• [Task description] Copy all the lines of the data that include the word "should".

• [Input material]
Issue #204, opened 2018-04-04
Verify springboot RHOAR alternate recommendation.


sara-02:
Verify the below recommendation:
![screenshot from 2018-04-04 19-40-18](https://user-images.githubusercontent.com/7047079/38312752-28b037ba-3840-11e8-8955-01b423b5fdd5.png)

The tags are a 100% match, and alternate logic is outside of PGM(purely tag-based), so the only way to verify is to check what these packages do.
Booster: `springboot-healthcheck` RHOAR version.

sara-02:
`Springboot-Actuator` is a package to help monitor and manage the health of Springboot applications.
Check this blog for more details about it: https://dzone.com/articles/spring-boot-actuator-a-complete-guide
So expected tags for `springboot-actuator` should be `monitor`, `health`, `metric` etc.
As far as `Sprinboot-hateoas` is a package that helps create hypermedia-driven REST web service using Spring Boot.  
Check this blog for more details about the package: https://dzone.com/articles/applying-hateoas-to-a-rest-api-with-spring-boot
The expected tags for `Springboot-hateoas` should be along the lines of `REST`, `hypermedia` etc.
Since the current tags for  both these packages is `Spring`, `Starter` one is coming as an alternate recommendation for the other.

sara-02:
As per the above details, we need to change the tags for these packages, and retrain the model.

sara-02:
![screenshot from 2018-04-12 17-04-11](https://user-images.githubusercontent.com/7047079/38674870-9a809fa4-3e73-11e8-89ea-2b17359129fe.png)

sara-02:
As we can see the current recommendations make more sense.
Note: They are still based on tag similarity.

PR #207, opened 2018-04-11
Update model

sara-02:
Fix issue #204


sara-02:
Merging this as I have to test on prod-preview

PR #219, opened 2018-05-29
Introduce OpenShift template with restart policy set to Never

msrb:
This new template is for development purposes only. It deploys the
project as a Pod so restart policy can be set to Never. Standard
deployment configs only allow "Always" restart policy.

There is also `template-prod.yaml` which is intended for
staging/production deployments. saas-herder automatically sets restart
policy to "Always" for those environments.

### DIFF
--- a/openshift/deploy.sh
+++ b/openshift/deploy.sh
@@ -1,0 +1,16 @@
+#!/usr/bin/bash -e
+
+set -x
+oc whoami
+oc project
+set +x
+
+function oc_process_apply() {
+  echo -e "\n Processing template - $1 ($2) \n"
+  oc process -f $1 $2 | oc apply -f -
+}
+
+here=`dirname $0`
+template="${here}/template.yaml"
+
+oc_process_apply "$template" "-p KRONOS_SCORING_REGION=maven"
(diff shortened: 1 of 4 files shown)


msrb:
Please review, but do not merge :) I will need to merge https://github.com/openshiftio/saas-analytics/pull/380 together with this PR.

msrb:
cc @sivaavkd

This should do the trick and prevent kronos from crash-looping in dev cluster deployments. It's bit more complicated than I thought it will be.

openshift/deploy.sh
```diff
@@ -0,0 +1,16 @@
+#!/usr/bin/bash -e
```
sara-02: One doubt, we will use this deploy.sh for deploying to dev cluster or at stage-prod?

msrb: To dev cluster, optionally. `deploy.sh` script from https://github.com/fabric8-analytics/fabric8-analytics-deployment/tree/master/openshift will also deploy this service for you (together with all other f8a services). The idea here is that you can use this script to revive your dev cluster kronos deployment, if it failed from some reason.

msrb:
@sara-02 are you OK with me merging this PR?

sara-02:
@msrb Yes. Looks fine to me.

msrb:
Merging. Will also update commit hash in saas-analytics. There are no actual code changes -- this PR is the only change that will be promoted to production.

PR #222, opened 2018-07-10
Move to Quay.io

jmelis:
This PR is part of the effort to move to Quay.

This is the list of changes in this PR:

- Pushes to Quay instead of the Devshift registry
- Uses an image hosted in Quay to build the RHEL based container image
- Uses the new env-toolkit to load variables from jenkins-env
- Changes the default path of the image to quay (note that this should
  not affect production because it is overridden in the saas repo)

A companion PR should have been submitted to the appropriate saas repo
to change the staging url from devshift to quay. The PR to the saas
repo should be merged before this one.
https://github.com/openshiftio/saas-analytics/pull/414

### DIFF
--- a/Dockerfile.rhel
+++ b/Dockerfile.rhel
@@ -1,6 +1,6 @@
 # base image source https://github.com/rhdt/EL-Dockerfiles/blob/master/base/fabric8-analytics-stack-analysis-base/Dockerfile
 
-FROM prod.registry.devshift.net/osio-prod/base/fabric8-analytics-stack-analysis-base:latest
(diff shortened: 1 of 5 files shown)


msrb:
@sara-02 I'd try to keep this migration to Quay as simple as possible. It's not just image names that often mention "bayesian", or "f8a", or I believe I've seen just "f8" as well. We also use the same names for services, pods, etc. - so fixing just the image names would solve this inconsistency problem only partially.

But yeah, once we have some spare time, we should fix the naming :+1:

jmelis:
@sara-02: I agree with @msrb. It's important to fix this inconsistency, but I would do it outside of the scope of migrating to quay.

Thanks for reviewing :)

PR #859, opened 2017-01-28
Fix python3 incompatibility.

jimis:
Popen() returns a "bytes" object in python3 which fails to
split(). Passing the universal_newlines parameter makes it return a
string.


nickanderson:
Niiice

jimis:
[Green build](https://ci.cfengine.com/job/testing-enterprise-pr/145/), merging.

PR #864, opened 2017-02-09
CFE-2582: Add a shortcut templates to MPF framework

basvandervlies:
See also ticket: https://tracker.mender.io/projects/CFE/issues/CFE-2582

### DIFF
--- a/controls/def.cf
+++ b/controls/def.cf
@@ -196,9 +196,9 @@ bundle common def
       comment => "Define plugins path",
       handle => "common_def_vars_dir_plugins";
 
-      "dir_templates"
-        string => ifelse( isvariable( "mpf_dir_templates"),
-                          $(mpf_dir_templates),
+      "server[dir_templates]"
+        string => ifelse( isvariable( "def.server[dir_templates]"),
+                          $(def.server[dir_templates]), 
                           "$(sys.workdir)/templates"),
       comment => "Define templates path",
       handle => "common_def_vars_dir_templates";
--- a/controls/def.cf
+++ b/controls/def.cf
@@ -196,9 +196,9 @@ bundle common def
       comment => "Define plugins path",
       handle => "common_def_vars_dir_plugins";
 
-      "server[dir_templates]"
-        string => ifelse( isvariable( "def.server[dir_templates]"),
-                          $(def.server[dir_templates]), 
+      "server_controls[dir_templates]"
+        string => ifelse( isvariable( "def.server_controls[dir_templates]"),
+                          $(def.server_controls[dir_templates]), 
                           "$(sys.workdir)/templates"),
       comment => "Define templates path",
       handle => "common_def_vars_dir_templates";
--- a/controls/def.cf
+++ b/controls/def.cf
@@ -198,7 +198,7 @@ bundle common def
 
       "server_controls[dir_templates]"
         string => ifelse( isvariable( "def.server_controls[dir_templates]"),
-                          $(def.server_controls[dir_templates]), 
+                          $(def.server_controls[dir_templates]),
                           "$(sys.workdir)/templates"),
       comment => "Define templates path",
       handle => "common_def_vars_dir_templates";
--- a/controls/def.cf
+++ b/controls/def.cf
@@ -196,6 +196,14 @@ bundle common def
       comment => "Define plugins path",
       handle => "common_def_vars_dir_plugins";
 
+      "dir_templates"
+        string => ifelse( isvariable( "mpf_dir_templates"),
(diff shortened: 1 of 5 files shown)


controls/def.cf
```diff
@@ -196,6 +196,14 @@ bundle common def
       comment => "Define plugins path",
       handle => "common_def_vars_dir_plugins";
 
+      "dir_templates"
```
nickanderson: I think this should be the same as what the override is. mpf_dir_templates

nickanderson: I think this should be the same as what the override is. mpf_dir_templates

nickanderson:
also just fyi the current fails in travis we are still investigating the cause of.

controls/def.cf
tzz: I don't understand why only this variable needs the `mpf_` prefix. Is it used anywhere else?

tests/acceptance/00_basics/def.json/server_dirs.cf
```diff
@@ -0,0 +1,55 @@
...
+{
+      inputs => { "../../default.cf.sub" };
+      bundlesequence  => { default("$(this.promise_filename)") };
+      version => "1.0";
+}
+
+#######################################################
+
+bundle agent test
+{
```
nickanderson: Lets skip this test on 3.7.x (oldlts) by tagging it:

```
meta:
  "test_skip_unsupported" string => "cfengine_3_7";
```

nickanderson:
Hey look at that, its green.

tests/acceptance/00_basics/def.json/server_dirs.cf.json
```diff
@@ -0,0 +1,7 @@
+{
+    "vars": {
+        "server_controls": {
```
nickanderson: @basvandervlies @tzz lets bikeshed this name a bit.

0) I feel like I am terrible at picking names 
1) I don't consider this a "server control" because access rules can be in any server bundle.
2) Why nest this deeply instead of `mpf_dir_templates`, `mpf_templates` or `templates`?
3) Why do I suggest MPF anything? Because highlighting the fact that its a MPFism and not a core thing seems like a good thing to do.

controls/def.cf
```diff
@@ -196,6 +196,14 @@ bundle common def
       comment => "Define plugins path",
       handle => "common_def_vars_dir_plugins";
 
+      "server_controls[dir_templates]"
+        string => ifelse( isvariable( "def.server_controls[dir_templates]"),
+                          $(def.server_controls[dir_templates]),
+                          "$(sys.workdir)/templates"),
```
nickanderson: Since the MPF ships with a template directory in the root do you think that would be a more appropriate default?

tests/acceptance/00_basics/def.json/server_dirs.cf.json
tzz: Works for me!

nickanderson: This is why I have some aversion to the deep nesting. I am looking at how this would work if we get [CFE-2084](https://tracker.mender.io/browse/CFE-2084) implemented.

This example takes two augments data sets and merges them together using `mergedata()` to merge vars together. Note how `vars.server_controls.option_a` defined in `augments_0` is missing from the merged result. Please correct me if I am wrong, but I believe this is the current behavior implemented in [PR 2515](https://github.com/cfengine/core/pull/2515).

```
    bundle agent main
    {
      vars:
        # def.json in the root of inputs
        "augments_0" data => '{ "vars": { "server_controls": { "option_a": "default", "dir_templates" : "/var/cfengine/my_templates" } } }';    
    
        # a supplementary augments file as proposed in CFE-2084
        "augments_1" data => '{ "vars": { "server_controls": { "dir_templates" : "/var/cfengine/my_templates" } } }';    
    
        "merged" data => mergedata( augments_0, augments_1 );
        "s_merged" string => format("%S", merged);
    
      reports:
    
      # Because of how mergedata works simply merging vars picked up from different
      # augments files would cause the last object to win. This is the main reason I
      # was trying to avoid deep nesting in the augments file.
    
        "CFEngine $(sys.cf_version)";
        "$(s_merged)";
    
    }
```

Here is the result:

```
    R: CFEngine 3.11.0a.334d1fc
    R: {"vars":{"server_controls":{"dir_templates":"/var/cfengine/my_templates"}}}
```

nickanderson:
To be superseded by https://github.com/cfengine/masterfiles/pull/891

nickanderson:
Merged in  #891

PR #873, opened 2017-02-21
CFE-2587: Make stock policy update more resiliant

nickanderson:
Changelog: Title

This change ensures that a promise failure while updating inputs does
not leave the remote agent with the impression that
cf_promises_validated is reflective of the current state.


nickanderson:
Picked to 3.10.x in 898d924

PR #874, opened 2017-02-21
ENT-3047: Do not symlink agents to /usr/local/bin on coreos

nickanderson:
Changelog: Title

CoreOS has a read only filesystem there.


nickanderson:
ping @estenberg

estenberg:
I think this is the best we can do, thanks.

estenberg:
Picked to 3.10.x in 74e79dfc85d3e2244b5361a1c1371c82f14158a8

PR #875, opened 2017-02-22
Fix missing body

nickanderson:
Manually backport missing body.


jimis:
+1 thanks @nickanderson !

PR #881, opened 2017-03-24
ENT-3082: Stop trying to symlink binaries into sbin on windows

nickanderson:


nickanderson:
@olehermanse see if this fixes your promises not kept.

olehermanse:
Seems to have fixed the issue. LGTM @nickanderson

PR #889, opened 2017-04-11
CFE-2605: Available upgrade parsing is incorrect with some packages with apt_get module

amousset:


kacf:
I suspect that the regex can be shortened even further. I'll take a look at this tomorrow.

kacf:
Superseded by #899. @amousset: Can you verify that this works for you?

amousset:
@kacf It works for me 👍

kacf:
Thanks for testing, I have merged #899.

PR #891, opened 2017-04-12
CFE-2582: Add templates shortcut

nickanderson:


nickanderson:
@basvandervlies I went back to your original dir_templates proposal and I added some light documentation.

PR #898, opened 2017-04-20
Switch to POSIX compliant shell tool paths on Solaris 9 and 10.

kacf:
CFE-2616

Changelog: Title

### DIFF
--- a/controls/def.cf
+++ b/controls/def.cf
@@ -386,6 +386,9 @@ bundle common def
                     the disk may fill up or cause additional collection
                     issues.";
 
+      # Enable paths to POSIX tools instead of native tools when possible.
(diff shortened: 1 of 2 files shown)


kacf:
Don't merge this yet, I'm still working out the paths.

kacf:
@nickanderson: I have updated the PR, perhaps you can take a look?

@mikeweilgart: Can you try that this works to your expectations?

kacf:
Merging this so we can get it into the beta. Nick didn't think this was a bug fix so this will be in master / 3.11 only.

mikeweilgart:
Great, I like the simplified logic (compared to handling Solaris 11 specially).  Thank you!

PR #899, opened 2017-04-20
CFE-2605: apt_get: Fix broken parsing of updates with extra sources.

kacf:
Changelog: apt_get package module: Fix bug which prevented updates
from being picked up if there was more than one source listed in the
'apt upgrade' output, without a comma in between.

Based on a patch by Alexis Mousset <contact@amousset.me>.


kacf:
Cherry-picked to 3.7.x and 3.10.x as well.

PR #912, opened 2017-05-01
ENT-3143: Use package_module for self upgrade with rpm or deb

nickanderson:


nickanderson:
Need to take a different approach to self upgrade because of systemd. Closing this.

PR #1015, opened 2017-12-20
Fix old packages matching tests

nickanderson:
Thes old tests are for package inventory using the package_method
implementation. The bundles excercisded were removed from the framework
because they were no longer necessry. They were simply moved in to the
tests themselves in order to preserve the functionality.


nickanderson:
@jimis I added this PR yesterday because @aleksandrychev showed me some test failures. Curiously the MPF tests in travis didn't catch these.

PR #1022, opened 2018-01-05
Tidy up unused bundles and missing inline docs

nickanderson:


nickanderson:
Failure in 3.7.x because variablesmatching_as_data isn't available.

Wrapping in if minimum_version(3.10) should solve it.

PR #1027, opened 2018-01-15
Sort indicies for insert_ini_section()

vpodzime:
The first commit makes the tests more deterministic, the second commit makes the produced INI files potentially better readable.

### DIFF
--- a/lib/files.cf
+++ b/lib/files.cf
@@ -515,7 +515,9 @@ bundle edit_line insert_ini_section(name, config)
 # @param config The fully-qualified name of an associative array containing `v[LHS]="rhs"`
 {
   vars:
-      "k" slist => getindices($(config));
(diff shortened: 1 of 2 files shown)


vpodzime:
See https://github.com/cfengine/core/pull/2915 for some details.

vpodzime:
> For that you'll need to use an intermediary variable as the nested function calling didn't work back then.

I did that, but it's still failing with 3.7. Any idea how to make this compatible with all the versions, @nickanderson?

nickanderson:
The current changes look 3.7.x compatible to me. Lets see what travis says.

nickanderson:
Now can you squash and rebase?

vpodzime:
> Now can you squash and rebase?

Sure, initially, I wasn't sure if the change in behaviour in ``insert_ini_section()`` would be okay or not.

• [Response for this exercise]
So expected tags for `springboot-actuator` should be `monitor`, `health`, `metric` etc.
The expected tags for `Springboot-hateoas` should be along the lines of `REST`, `hypermedia` etc.
This should do the trick and prevent kronos from crash-looping in dev cluster deployments. It's bit more complicated than I thought it will be.
- Changes the default path of the image to quay (note that this should
A companion PR should have been submitted to the appropriate saas repo
repo should be merged before this one.
But yeah, once we have some spare time, we should fix the naming :+1:
nickanderson: I think this should be the same as what the override is. mpf_dir_templates
nickanderson: I think this should be the same as what the override is. mpf_dir_templates
Wrapping in if minimum_version(3.10) should solve it.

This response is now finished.